Premarital sex and promiscuity also leads to higher rates of unwed births. At the start of the sexual revolution from 1965-1969, only 9 percent of births were out-of-wedlock births. Today, that number has increased to 40 percent. Worst of all, the sexual revolution has shown a correlation to an increase in pornography and violence towards women, which leads to prostitution, sex trafficking, and domestic violence.
No matter how dogmatically feminists declare that casual sex and hook-ups are empowering to women, mounting evidence proves that it is one of the most harmful acts that our culture has embraced.
In an ironic attempt to “destroy the patriarchy,” but to their own detriment, feminists advocate for giving men exactly what they desire.

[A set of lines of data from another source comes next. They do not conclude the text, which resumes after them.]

PR #3381, opened 2025-03-21
Check for None result in gRPC (#3380)

### LINKED ISSUE #3380: GRPC traces called twice when result evaluates to false
### Describe your environment

OS: MacOS
Python version: 3.12.9
Package version: commit `a5474c3b290f5fcd7b5e8f9953ae8b2891c374c0`
google-cloud-pubsub 2.28.0

### What happened?

When instrumenting Google Cloud PubSub, I see a lot of log messages `Calling end() on an ended span.`.

This appears to happen whenever no messages are available after a PubSub call:

```python
...
GrpcInstrumentorClient().instrument()

subscriber = pubsub_v1.SubscriberClient()
subscription_path = subscriber.subscription_path(env.pubsub_project_id, env.subscription_id)
with subscriber:
    while True:
        response = subscriber.pull(
            subscription=subscription_path,
            max_messages=1,
            retry=retry.Retry(timeout=env.timeout),
        )
       ...
```

This appears to be due to https://github.com/open-telemetry/opentelemetry-python-contrib/blob/a5474c3b290f5fcd7b5e8f9953ae8b2891c374c0/instrumentation/opentelemetry-instrumentation-grpc/src/opentelemetry/instrumentation/grpc/_client.py#L168-L169

which ends the span when `result` evaluates falsy.

But then since there was no exception, program flow continues to https://github.com/open-telemetry/opentelemetry-python-contrib/blob/a5474c3b290f5fcd7b5e8f9953ae8b2891c374c0/instrumentation/opentelemetry-instrumentation-grpc/src/opentelemetry/instrumentation/grpc/_client.py#L122, where it calls `span.end()`.

My interpretation of the `if not result:` is that it's mainly acting as an indication that there was an exception; at any rate, in my simple use case, spans seem to start and end correctly if I change it to `if result is None:`.

### Steps to Reproduce

```python
...
GrpcInstrumentorClient().instrument()

subscriber = pubsub_v1.SubscriberClient()
subscription_path = subscriber.subscription_path(env.pubsub_project_id, env.subscription_id)
with subscriber:
    while True:
        response = subscriber.pull(
            subscription=subscription_path,
            max_messages=1,
            retry=retry.Retry(timeout=env.timeout),
        )
       ...
```
(This relies on an empty queue. I'm not familiar enough with gRPC to create a fully standalone test at this point)

### Expected Result

Only a single `span.end()` call for each span created.

### Actual Result

`span.end()` is called twice when result contains no messages.

### Additional context

_No response_

Yes

kevmodo:
# Description

This is a fix for #3380 that checks explicitly for a `None` result rather than evaluating truthiness. PubSub results with zero messages evaluate to `False`, causing `span.end()` to be called twice.

Fixes #3380 

## Type of change

# How Has This Been Tested?

- [x] Ran Tox
- [x] Ran locally against an empty PubSub queue and no longer received warning messages, but spans correctly started and ended.
- [x] Ran against queue with messages and behavior was as expected (spans correctly started and ended, as before)

- [ ] Yes. - Link to PR: 
- [x] No.

# Checklist:

### DIFF
--- a/CHANGELOG.md
+++ b/CHANGELOG.md
@@ -78,6 +78,8 @@ and this project adheres to [Semantic Versioning](https://semver.org/spec/v2.0.0
 
 ### Fixed
 
+- `opentelemetry-instrumentation-grpc` Check for None result in gRPC
+  ([#3380](https://github.com/open-telemetry/opentelemetry-python-contrib/pull/3381))
 - `opentelemetry-instrumentation-redis` Add missing entry in doc string for `def _instrument`
   ([#3247](https://github.com/open-telemetry/opentelemetry-python-contrib/pull/3247))
 - `opentelemetry-instrumentation-botocore` sns-extension: Change destination name attribute
--- a/CHANGELOG.md
+++ b/CHANGELOG.md
@@ -24,6 +24,8 @@ and this project adheres to [Semantic Versioning](https://semver.org/spec/v2.0.0
   ([#3419](https://github.com/open-telemetry/opentelemetry-python-contrib/pull/3419))
 - `opentelemetry-instrumentation` don't print duplicated conflict log error message
   ([#3432](https://github.com/open-telemetry/opentelemetry-python-contrib/pull/3432))
+- `opentelemetry-instrumentation-grpc` Check for None result in gRPC
+  ([#3380](https://github.com/open-telemetry/opentelemetry-python-contrib/pull/3381))
 
 ## Version 1.32.0/0.53b0 (2025-04-10)
 
@@ -78,8 +80,6 @@ and this project adheres to [Semantic Versioning](https://semver.org/spec/v2.0.0
 
 ### Fixed
 
-- `opentelemetry-instrumentation-grpc` Check for None result in gRPC
-  ([#3380](https://github.com/open-telemetry/opentelemetry-python-contrib/pull/3381))
 - `opentelemetry-instrumentation-redis` Add missing entry in doc string for `def _instrument`
   ([#3247](https://github.com/open-telemetry/opentelemetry-python-contrib/pull/3247))
 - `opentelemetry-instrumentation-botocore` sns-extension: Change destination name attribute
--- a/instrumentation/opentelemetry-instrumentation-grpc/tests/test_client_interceptor.py
+++ b/instrumentation/opentelemetry-instrumentation-grpc/tests/test_client_interceptor.py
@@ -296,7 +296,7 @@ class TestClientProto(TestBase):
                 ),
                 invoker=invoker,
             )
-            assert span_end_mock.call_count == 1
+            self.assertEqual(span_end_mock.call_count, 1)
 
     def test_client_interceptor_trace_context_propagation(
         self,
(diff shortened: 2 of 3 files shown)


kevmodo:
> Thanks for the PR, could you please write a test for this to avoid regressions in the future?

That was an adventure! Added a test that counts `span.end()` invocations.

CHANGELOG.md
```diff
@@ -43,6 +43,8 @@ and this project adheres to [Semantic Versioning](https://semver.org/spec/v2.0.0
 
 ### Fixed
 
+- `opentelemetry-instrumentation-grpc` Check for None result in gRPC
```
xrmx, line 46: This need to be moved to the unreleased version

instrumentation/opentelemetry-instrumentation-grpc/tests/test_client_interceptor.py
```diff
@@ -269,6 +269,47 @@ def test_error_stream_stream(self):
...
+                return original_end(*args, **kwargs)
+
+            return wrapper
+
+        def patched_start_span(*args, **kwargs):
+            span = original_start_span(*args, **kwargs)
+            span.end = counting_span_end(span.end)
+            return span
+
+        tracer.start_span = patched_start_span
```
xrmx, line 295: Have you tried patching the end method of Span instead? something like `with mock.patch.object(Span, "end") as span_end_mock:` and then `self.assertEqual(span_end_mock.call_count, 1)`?

kevmodo: I tried originally and it didn't work, but realized there are two `Span`s and I was patching the wrong one. Much nicer now.

Tested with and without the original fix, and behavior is as expected (without, 2 calls; with, 1 call).

instrumentation/opentelemetry-instrumentation-grpc/tests/test_client_interceptor.py
```diff
@@ -269,6 +272,32 @@ def test_error_stream_stream(self):
...
+            interceptor.intercept_unary(
+                request,
+                {},
+                _UnaryClientInfo(
+                    full_method="/GRPCTestServer/SimpleMethod",
+                    timeout=None,
+                ),
+                invoker=invoker,
+            )
+            assert span_end_mock.call_count == 1
```
xrmx, line 299:
```suggestion
            self.assertEqual(span_end_mock.call_count, 1)
```

And you can drop the no-self-use

xrmx (approved):
With the small nit fixed, LGTM

instrumentation/opentelemetry-instrumentation-grpc/tests/test_client_interceptor.py
```diff
@@ -269,6 +272,32 @@ def test_error_stream_stream(self):
             trace.StatusCode.ERROR,
         )
 
+    def test_client_interceptor_falsy_response(
+        self,
+    ):  # pylint: disable=no-self-use
```
xrmx, line 277:
```suggestion
    ):
```

kevmodo: Of course I use the one test doing things that way as a template...

lzchen (approved):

But God’s design for sex within marriage is good. As society continues to search for temporary fulfillment and fairy tale endings, their rebellion against God’s design will always lead to heartache, harm, and failure. It’s time we recognize the harm that the feminist sexual liberation movement has unleashed on women. Women are not victims of a patriarchal society — they are victims of feminism. It’s time we bury the movement in the ground, turn from our wicked ways, and embrace the gift of sex that God gave us within the bounds of marriage.